The bill would make it unlawful for social media websites to offer content that is “recommended, selected, or prioritized” to users without either determining the user is an adult or obtaining parental consent for minors. This restriction prevents the exercise of editorial discretion. The judgment about what content to display “rest[s] on a set of beliefs about which messages are appropriate” to prioritize and display to users is expressive. And the government does not have the authority to alter those decisions merely because it believes it would make better choices (Id. at 738).
The Supreme Court’s decision last term in NetChoice emphatically held that the personalized feeds available on social media websites like Facebook and YouTube are protected expression under the First Amendment. Because HB 4591 would prevent the exercise of editorial discretion by prohibiting the use of these personalized feeds, it is unconstitutional.
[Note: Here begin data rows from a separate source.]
PR #530, opened 2016-12-16
#524 Use the new "News page"

micheljung:
And remove the _World Stopping_ "Download Client" button that confuses people


duk3luk3:
You need to cherry-pick this commit: d71c3ff3cc55b8ba035a87b5ad733610bd3d22a4

you'll also need another one.

duk3luk3:
Now you need to fixup runtests.py to set all the api's to version 2, like in the new runtests.py: https://github.com/FAForever/client/blob/develop/runtests.py

EDIT: Actually, the old runtests.py doesn't do any api setting at all... so no idea.

duk3luk3:
Merged into `release/0.11.64`

Wesmania:
The PR branch has some no longer used hotfix commits on top - I'll take the liberty to manually delete it.

PR #547, opened 2016-12-26
catch exceptions in check_data_path_permissions()

muellni:
Try to fix http://forums.faforever.com/viewtopic.php?f=3&t=13728


muellni:
- [x] better exception logging https://docs.python.org/2/library/traceback.html 
- [x] test it by raising some dummy exception

PR #551, opened 2016-12-29
Make __main__.py a runnable-anywhere executable scipt

### LINKED ISSUE #550: Modify src/__main__.py so it can be run as linux executable
Making \_\_main\_\_.py a script (via a shebang) that's runnable anywhere greatly simplifies installation on Linux distros. The script can be automagically picked up by the build system (as it does on Gentoo, from which this change comes from) or can be simply copied anywhere and run directly.

Wesmania:
This closes #550 and makes installation of FAF on linux distros
much easier - now you can just copy over __main__ to $PATH rather
than make brittle scripts with hardcoded path to site-packages.

Thank you for contributing to this project! Please set a good title for your PR and  replace this line with a (preferrably multi-line) description of your PR.

Initial PR:

- [ ] Code has tests

- [ ] Rebase onto develop
- [ ] Add changelog entry

### DIFF
--- a/appveyor.yml
+++ b/appveyor.yml
@@ -36,7 +36,7 @@ install:
   - "%PYTHON%\\Scripts\\pip install cffi"
   - "%PYTHON%\\Scripts\\pip install cx_Freeze"
   - "%PYTHON%\\Scripts\\pip install -r requirements.txt --trusted-host content.faforever.com"
-  - ps: "$env:APPVEYOR_BUILD_VERSION = (& C:\\Miniconda\\python .\\src\\config\\version.py .) + \"+\" + $env:APPVEYOR_BUILD_NUMBER"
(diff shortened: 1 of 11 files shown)


duk3luk3:
> but really the best way to fix it would be to convert our imports to relative form.

Is there anything stopping us from doing that? Which imports specifically need to be fixed?

Wesmania:
@duk3luk3 Pretty much everywhere where we import any local packages - thing like 'import util' and 'import config'. Changing these to 'from {.,..} import foo' would be one way of fixing it.
The logic in this patch is still useful for inclusion into a small script that only sets up path and calls a main method from the package (the way youtube-dl does it, for example) - it'd just require extracting all the logic from \_\_main\_\_.py into a function in \_\_init\_\_.

Wesmania:
Now that I'm trying to do some relative imports, it seems much harder than I thought. I'd love to hear an opinion of someone more versed in Python, but I think adding the module to python path might be the more 'right' solution after all.

duk3luk3:
Well it should just be installed as a proper module. I think we should put that on the list of things to do when we finally migrate to python 3.

PR #553, opened 2016-12-30
552 res dir cleanup

### LINKED ISSUE #552: Clean up working and resources directory finding logic
There is some code in \_\_main\_\_.py that sets up client's current directory. This directory is only used to store the RELEASE-VERSION file. If we move this file to 'res', we won't need to change directory, only to find the resources directory. Logic for this can be in turn extracted to a module.

Wesmania:
This fixes #552, cleaning up all logic regarding locating the resources dir / changing directories.

### DIFF
--- a/appveyor.yml
+++ b/appveyor.yml
@@ -36,7 +36,7 @@ install:
   - "%PYTHON%\\Scripts\\pip install cffi"
   - "%PYTHON%\\Scripts\\pip install cx_Freeze"
   - "%PYTHON%\\Scripts\\pip install -r requirements.txt --trusted-host content.faforever.com"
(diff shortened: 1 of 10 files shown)


duk3luk3:
@muellni What do you think about this?

@Wesmania please add a changelog entry.

Wesmania:
@duk3luk3 Where exactly should I add it in changelog.md? There's no tag yet for any future version, should I add something?

duk3luk3:
Just add it to 0.12 :)

Wesmania:
It turns out there's some convoluted logic in version.py that can't import fafpath, since it's run directly by build scripts. I reworked it to fit with the new res directory finding logic.

Issue #548, opened 2016-12-28
wrong faction from ladder


shalkya:
on 12.0 pre 2 (last one)

http://imgur.com/BiYzGB6

content.faforever.com/faf/vault/replay_vault/replay.php?id=5585743

GrotheFAF:
not clear what the actual conditions were, user claims he didn't chose UEF but got UEF.

duk3luk3:
I fixed *something*. Please take a look at this @GrotheFAF, what was the problem you said you saw?

Wesmania:
Is this still an issue?

shalkya:
I didn't hear any bug similar to this one occurring again recently

PR #554, opened 2016-12-30
Fix/ranked search select

duk3luk3:
Potential fix for #548.

The race selection was buggy and did not register the first click
properly.
The stringly typing was removed and that fixed the issue, somehow.

- [ ] Code has tests

- [ ] Rebase onto develop
- [ ] Add changelog entry


GrotheFAF:
look complicated, I just added an init line in _gamewidget.py L55:
 Settings.set("play/subFactions", self.sub_factions)  # needs one write before self.sub_factions... work

PR #565, opened 2017-01-06
Handle case when user is not logged in in Players

### LINKED ISSUE #564: Local replays marked as "broken" when offline
You can't watch local replays from FAF when offline, since the replays show up as "broken". This is because of a catch-all catching an exception elsewhere in the code, which is thankfully easily fixable.

Wesmania:
Players class handles mapping of various IDs to players and their
relations to the logged in player ('me'). If we're not logged in, 'me'
stays null. We should account for that.

This fixes #564.

### DIFF
--- a/changelog.md
+++ b/changelog.md
@@ -30,6 +30,7 @@
 * Clean up 'res' directory finding (#552)
 * Improve ladder race selection (#554)
 * Make selected mods persistent (#560)
+* Disable modvault feedback (#568)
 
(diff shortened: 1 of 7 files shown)


duk3luk3:
👍 Will review when I can

duk3luk3:
Please rebase and add changelog!

duk3luk3:
Merged into develop (f602747)

Issue #1159, opened 2026-02-20
Linux: config.ini location


besendorf:
The Readme and wiki (https://github.com/UltraStar-Deluxe/USDX/wiki/config.ini) do not mention the location of the config.ini on linux when the game is not installed via flatpak or Appimage but with a package or self compiled. What is the location?

s09bQ5:
If you install the game, on first start the default config will be written to ~/.ultrastardx/.
If you run it from the build tree, it uses the config in the same directory as the executable.

dgruss:
could be closed, right?

besendorf:
I think it should be mention in docs or readme

dgruss:
it depends as much on the OS where config files are placed. where is it placed on Windows 11, where on Windows XP, ...? We could have an endless list to accommodate obscure Linux distros or BSD derivates. What about Gentoo or arch users that place their config dirs completely differently than a mainstream default ubuntu? Where to make the cut-off?

besendorf:
How is the path determined in Linux? Is it an env var? Then just mention this

dgruss:
If a `languages` directory exists in the game folder, where the executable is, and that directory is writable, `config.ini` is placed in the game folder. Otherwise, the config file is placed at the directory pointed to by `getpwuid(getuid()).pw_dir` from the `passwd` file. If unavailable, `$HOME` is used as a fallback. Relative to this path, whatever it is, the config file is located at `.ultrastardx/config.ini`.

dgruss:
I bet 99% of users have never heard of the passwd file or getpwuid(getuid()).pw_dir -- which is exactly why i wonder whether the documentation would be helpful at all. However, simplifying here (e.g. "the config is in your home folder/.ultrastardx") is dangerous, as then you might have users who do not find the config file where it should be according to the simplified documentation...

barbeque-squared:
The config.ini location stuff is a bit scattered all over the place. Some of it is in the wiki, but https://github.com/UltraStar-Deluxe/USDX#3-configuration also has _some_ locations in _random_ bullet points.

Some gains can probably be made there, probably by moving most of it to the wiki. That wiki page seems a bit outdated anyway.

Wrt the Linux distro's I'm absolutely not going to document every single location, but a handful of the most obvious places would not be unreasonable I think. It's basically how the Arch wiki still works if you're on another distro. But for 99% of all setups a handful of paths should be enough, the 1% can just `find / -name config.ini`.

[...]

PR #1318, opened 2026-05-24
Add repository-backed GitHub wiki sync

dgruss:
This PR:
- Adds the current GitHub wiki pages under `wiki/` so wiki changes can be reviewed through normal PRs.
- Adds a `Sync Wiki` GitHub Actions workflow that mirrors `wiki/**` to `UltraStar-Deluxe/USDX.wiki`.
- Documents the wiki sync setup in `PIPELINE.md`.
- Updates the `config.ini` wiki page with the Linux config path lookup behavior.

## Maintainer Instructions (to set this up)
Before merging or before the first sync run, add a repository secret named `WIKI_TOKEN`.

`WIKI_TOKEN` must be a token that can push to:

`https://github.com/UltraStar-Deluxe/USDX.wiki.git`

After this PR is merged, the checked-in `wiki/` directory becomes the source of truth. The workflow uses `rsync --delete`, so direct edits made only in the GitHub wiki are overwritten by the next sync unless they are first copied back into `wiki/`.

The workflow runs on pushes to `master` that change `wiki/**` or `.github/workflows/sync-wiki.yml`. It can also be started manually from the Actions tab via `workflow_dispatch`.

## Longer-term Direction
This keeps the existing GitHub wiki working, while allowing wiki changes through normal PRs.

GitHub Pages may still be the better long-term solution. It would avoid the separate `.wiki.git` repository and the extra `WIKI_TOKEN`. I did not do that here because it is a larger migration: existing wiki links, URL structure, and the fate of the old wiki would need a maintainer decision.

I could not properly test this PR and I'm not sure how to proceed here. Merging and seeing if it works? Not sure if that's the right approach...

This PR would allow addressing issues #1159 (with a small addition in the wiki), #660, and #80 (if we decide wiki is the one place for documentation and not some tex / pdf.

### DIFF
--- a/.github/workflows/sync-wiki.yml
+++ b/.github/workflows/sync-wiki.yml
@@ -1,0 +1,60 @@
+name: Sync Wiki
+
+on:
+  push:
+    branches:
+      - master
+    paths:
+      - ".github/workflows/sync-wiki.yml"
+      - "wiki/**"
+  workflow_dispatch:
+
+permissions:
+  contents: read
+
+concurrency:
+  group: wiki-sync
+  cancel-in-progress: false
+
+jobs:
+  sync:
+    name: Sync repository wiki files to GitHub Wiki
+    runs-on: ubuntu-latest
+    if: github.repository == 'UltraStar-Deluxe/USDX'
+    steps:
+      - name: Checkout repository
+        uses: actions/checkout@v6
+
+      - name: Validate wiki token
+        env:
+          WIKI_TOKEN: ${{ secrets.WIKI_TOKEN }}
+        run: |
+          if [ -z "$WIKI_TOKEN" ]; then
+            echo "::error::Set a WIKI_TOKEN repository secret with write access to the GitHub wiki."
+            exit 1
+          fi
+
+      - name: Checkout wiki
+        uses: actions/checkout@v6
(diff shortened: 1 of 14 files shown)


barbeque-squared:
> GitHub Pages may still be the better long-term solution.

We do have the usdx.eu page, would that be a possibility? It's just a static website, and since I made 660 I have found the github wiki to be a bit... lacking. Especially the way pages are structured, almost impossible to rename, and there's always the tree view with 80% random garbage that's not relevant to what you're looking for at any point in time.

Obviously this could still be a good short-term improvement, I'm just wondering if it's worth setting up if there is also that alternative. I don't know what would be logical from a user standpoint either (I think 90% of the wiki is for users? there's very little for developers on there iirc)

PS: regardless of what we'd do, I'd import the current with some `git-filter-repo` magic. It will keep the complete history of those files.

dgruss:
I posted the alternative at https://github.com/UltraStar-Deluxe/ultrastar-deluxe.github.io/pull/46

dgruss:
Decision was to go with https://github.com/UltraStar-Deluxe/ultrastar-deluxe.github.io/pull/46 and put the documentation right on the website.

PR #1321, opened 2026-05-25
Fix highscore plugin player level

barbeque-squared:
IMPORTANT: it is really hard for me to test if this actually works. but I have noticed in the past that it was _sometimes_ submitting as the wrong level, but only if I played with others, never when I played alone. I think this is the cause of it? But it's not trivial for me to actually test this.

You'll also noticed I added a todo and in general these bits of the code can probably do with a bit of cleanup/deduplication, but I don't have the time to address all of that right now.

But at least this PR should hopefully put an end to some of the suspiciously-high scores I've seen sometimes.

### DIFF
--- a/src/screens/UScreenScore.pas
+++ b/src/screens/UScreenScore.pas
@@ -347,7 +347,7 @@ begin
     SendInfo.ScoreLineInt := player[index].ScoreLineInt;
     SendInfo.ScoreGoldenInt := player[index].ScoreGoldenInt;
     SendInfo.MD5Song := ScreenSing.Act_MD5Song;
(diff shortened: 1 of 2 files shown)


dgruss:
Most players will not be affected by this because they don't use a highscore plugin, so merging and seeing whether this improves it sounds alright....

barbeque-squared:
Asked lilyuwuu to test this both with and without this PR, which confirmed that this is where scores with the wrong difficulty level are coming from, and also that this PR changes it to the correct behaviour.
(~~they also found a new thing that should be considered another bug, will make a ticket for that too...~~ EDIT: this is a plugin-specific issue and not something USDX needs to concern itself with)

Issue #237, opened 2017-02-21
[Feature Request] Add help menu to each screen


bohning:
A help screen that explains the options and the available keyboard shortcuts would be very helpful, especially for new users. In the CMD version, this help screen could be shown/hidden via the TAB key.
As an example, two screenshots of the help menu for the main screen (English):
![0004](https://cloud.githubusercontent.com/assets/1497707/23168566/ebb65296-f848-11e6-999a-a293498dfa21.jpg)
![0005](https://cloud.githubusercontent.com/assets/1497707/23168565/ebb431fa-f848-11e6-8850-5f682c5c1428.jpg)

bohning:
PR #343 implements a help system for USDX.

dgruss:
this is already fixed as i can see it?

PR #1322, opened 2026-05-25
Store full player profiles in F-key templates

### LINKED ISSUE #137: Player Avatars and multiple Profiles
Hello,
I don't know, if it is an issue or a suggestion... 

i tried to insert a profilepicture by editing of the config.ini and the [PLayerAvatar]-part
i tried it with P1=avatar.jpg, P1='avatar.jpg' and P1=./avatar.jpg... nothing happens.. what did i do wrong there?

and another thing... i often change playing ultrastar with my wife. till now we are changing the colour and name of player1 all the time ... is there a possibility to have more then 1 profile to just select?

### LINKED ISSUE #280: [Feature Request] Facilitate player selection / player profile setup
Even though I *know* how to navigate through the profile screen and how to change avatar pictures and names, I *still* get the navigation wrong and have a hard time setting up singer profiles.
In addition to this, player selection for a song is currently not really easy, so most of the times when we play in a large group, we hardly ever bother to change player names (even though this totally messes up the highscore table) because it takes too long to set it correctly.

In the USDX forum, I suggested (back in 2010, wow) a setup that was inspired by the good old Streetfighter game, where all available avatars are shown (not necessarily as a tile board, maybe like the song selection) and one can navigate via the arrow keys to select the next player, pressing Enter to confirm (and to move on to the next player):

profile

dgruss:
Fixes #137. Also fixes #280.

This PR extends the existing F-key name templates with optional full player profiles.

- use F1-F10 and F12 to load a player name from anywhere on the player setup screen
- use F11 to load a name while the name field is selected and otherwise keep its fullscreen function (maybe we should remove F11 as a fullscreen hotkey, we have Alt+Enter anyways)
- use Shift+F1-F12 to save a player name from anywhere
- use Ctrl+F1-F12 to load and Ctrl+Shift+F1-F12 to save the player name, color, avatar, and difficulty
- leave Alt- and Command-modified function keys to the application or OS
- remove the legacy Alt+F save shortcut from normal, party, and tournament player setup
- keep focus on the current control when loading profiles
- show a short localized, theme-defined saved/loaded indicator
- refresh the color selector after loading a profile
- update the player setup help screen wording
- F-key templates in party mode remain name only

### DIFF
--- a/game/languages/English.ini
+++ b/game/languages/English.ini
@@ -1081,11 +1081,11 @@ Q = Quit UltraStar Deluxe
 ; ID_010: UScreenName                                   ;
 ;-------------------------------------------------------;
 [ID_010]
-Title = Player Names
+Title = Player Profiles
 Description = Select number of players, and set names, avatars, player colors and difficulty levels
 ;-------------------------------------------------------;
 SEC_001 = General
-RETURN = Confirm players' names and continue to song selection
+RETURN = Confirm player profiles and continue to song selection
 TAB = Toggle help
 PRINT = Take screenshot
 F11 = Toggle fullscreen
@@ -1098,9 +1098,9 @@ ARROWKEYS = Navigate through options
 ;-------------------------------------------------------;
 SEC_020 = Edit
 BACKSPACE = Delete last character of selected name field
-ALT_F1F12 = Save current player name in one of Template 1-12
-SHIFT_F1F12 = Save current player name in one of Template 1-12
-F1F12 = Load Template 1-12 player name into selected field
+ALT_F1F12 = Save current player profile to Template 1-12
+SHIFT_F1F12 = Save current player profile to Template 1-12
+F1F12 = Load Template 1-12 into current player profile
 ;-------------------------------------------------------;
 SEC_030 = Shortcuts
 Q = Quit UltraStar Deluxe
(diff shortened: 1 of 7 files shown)


barbeque-squared:
> existing F-key name templates

I don't know what they are (and I don't want to either, but I'll go out on a limb and say it has something to do with party mode, because no sane person would make Alt+F4 do anything but closing the window) but having looked at #237, I don't think this PR is the right direction. Things that immediately stand out to me:
* obviously having the most bizarre modifier+F-key combinations makes total sense (it does not, I only glanced at the exsting behaviour and I already hate it, this is just taking that concept and making it worse)
* a very practical one: most keyboards only have 12 F-keys. How do you see the inevitable 13th profile being handled? (the example image in 237 already has 15 profiles)
* On many laptops and smaller keyboards, F-keys are often behind another key you have to hold.

I'll admit I also have some grievances with the current player handling and also not really any idea on how I would do profiles, but I'm pretty sure more keyboard shortcuts aren't it, or at least not if "more than 12" is something we also have to support.

There should probably be more discussion on what the actual usecases are (and also: which ones explicitly _aren't_) because I'm having a hard time finding out _why_ people keep requesting this because:
* at events, I just preconfigure generic players
* at home (or smaller events), everyone can have their own microphone the entire time

Maybe it's because people only have 2 microphones and as such don't think they'll ever need more than ~8 profiles? But that just kicks the can down the road when they upgrade to 4, start organizing bigger parties, and now they want ~16 profiles, and we're back to square one.

PR #1325, opened 2026-05-25
Force UTF-8 filesystem codepage on startup

### LINKED ISSUE #1021: Some songs are not being loaded when Steam Deck is in "Gaming Mode"?

dgruss:
Fix #1021. Song discovery for paths with non-ASCII characters caused issues when USDX is launched under a non-UTF-8 locale, such as Steam Deck Gaming Mode setting `LC_ALL=C`.

USDX already stores paths internally as UTF-8, but FPC has separate codepage settings for filesystem calls. Startup only configured the general multibyte conversion codepage, so filesystem path conversions could still fall back to the process locale and mangle non-ASCII path bytes.

This sets FPC's filesystem codepages to `CP_UTF8` during startup.

Tested on a Steam Deck as well, fixes the issue.


basisbit:
In the past, such changes caused problems for other OS or people from specific regions. This change needs in depth testing before merging

dgruss:
I only tested this one on Windows 11 and a recent Linux.

basisbit:
I am gonna close this PR because of the amount of workload it puts on other devs. This PR is of low quality, doesn't have proper testing with documented tests, just loads off the testing work to whoever is gonna review it, and author currently has too many open dangling PRs. We need to focus on less but more quality PRs to get more effective work done. Its unlikely this PR will be merged anytime soon.

dgruss:
I tested this on Linux and on Windows 11.
I don't have a steam deck.

dgruss:
Also, this is something that a ton of other projects do, usually with a reference that fpc doesn't do this but Lazarus does, see
https://github.com/search?q=SetMultiByteFileSystemCodePage%28CP_UTF8%29%3B&type=code

dgruss:
https://github.com/alrieckert/lazarus/commit/e6b519428ec32c9db72f53cccf24ac2b8c2891d3#diff-bac9e81861dcc626012e1df6fc35924912abaea9636cb4889e087d1dbf04a6b0R71

Unfortunately the Lazarus commit message/surrounding code does not say much more either.

I think some platforms choose utf8 by default for ansistrings whereas some might choose something else, that's why they fix it to utf8 for consistency


If Lazarus does it that consistently across platforms, why shouldn't we?

dgruss:
There is a third line to adjust the code page, right above the two I added to make fpc match the behavior of lazarus:

`SetMultiByteConversionCodePage(CP_UTF8);`
https://github.com/dgruss/USDX/commit/576f9dce7540f96b2fb528d174c9834915e8da83

If you search for this code line on Github you find about half of the cases where it occurs, they also set the codepage for file system accesses then.

The documentation for these two functions does not say much more than what they do: https://www.freepascal.org/docs-html/rtl/system/setmultibytefilesystemcodepage.html but this sounds exactly like what we want here.

In the commit message @s09bQ5 writes "At least with Free Pascal this setting does not change the code page used for filenames." which matches what we see but the question is why this behavior was wanted? I don't know the reasoning why this line was added but the other two found in the same context in many other projects (referenced as difference between fpc and lazarus) were not.


So this change is a low-risk, targeted patch for platforms like the Steam Deck where the file system code page is not UTF8.

```pascal
{$IFDEF FPC}
SetMultiByteFileSystemCodePage(CP_UTF8);
SetMultiByteRTLFileSystemCodePage(CP_UTF8);
{$ENDIF}
```

This is not at all comparable to @barbeque-squared's test of switching the project to `{$MODE DelphiUnicode}`: Switching the file system code page does not change the meaning of `string`, does not change overload resolution, does not change the parser, does not change the song database format (implicitly due to strings changing). It only tells the FPC RTL which codepage to use at the filesystem boundary -- which apparently already works on the Steam Deck when the codepage is set to the right value.

USDX already has an `IPath` abstraction whose documented internal representation is UTF-8. On Linux-like systems, `IPath.ToNative()` though currently depends on whether the runtime locale is UTF-8 or not. This matches the symptoms of issue #1021: only Gaming Mode misses songs, Desktop Mode sees them.

The two functions also cover both directions of the filesystem boundary:

```text
Pascal path/pattern -> OS filesystem API
OS/RTL search result name -> Pascal string
```

That matters for song scanning because USDX uses both directions (`FindFirst` + `SearchRec.Name`).

I can only say that this PR is not some exotic or spooky low-quality workaround. Other mature Pascal/FPC projects use the same pattern or a very close one - that's how I found this. But also FPC's own non-ASCII path test uses exactly these two lines. They test support for non-ASCII characters in path names, creating and entering a UTF-8 directory named `œ≈†®`. It then runs the following code (see https://github.com/fpc/FPCSource/blob/main/tests/test/units/system/tdir2.pp#L155-L160 ):

```
  { ensure that we get into trouble if at one point defaultsystemcodepage is used }
  SetMultiByteConversionCodePage(CP_ASCII);
  { this test only works in its current form on systems that either use a two byte file system OS API, or whose 1-byte API supports UTF-8 }
  SetMultiByteFileSystemCodePage(CP_UTF8);
  SetMultiByteRTLFileSystemCodePage(CP_UTF8);
  testansi;
  testuni;
```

NetChoice and its members are committed to making the internet safer for children. We have supported parental control tools, digital literacy education and industry-led initiatives to protect young users from harmful content. We recognize that more can and should be done, and we welcome the Legislature’s engagement on this issue. However, effective child online safety policy must be narrowly tailored, technically feasible and constitutionally sound. Because HB 4591 falls short on all of these accounts, we respectfully ask you to oppose the legislation. As always we offer ourselves as a resource to discuss any of these issues with you in further detail, and we appreciate the opportunity to provide the committee with our thoughts on this important matter. (The views of NetChoice expressed here do not necessarily represent the views of NetChoice members.)
Sincerely,
Amy Bos
Vice President of Government Affairs
NetChoice
NetChoice is a trade association that works to make the internet safe for free enterprise and free expression.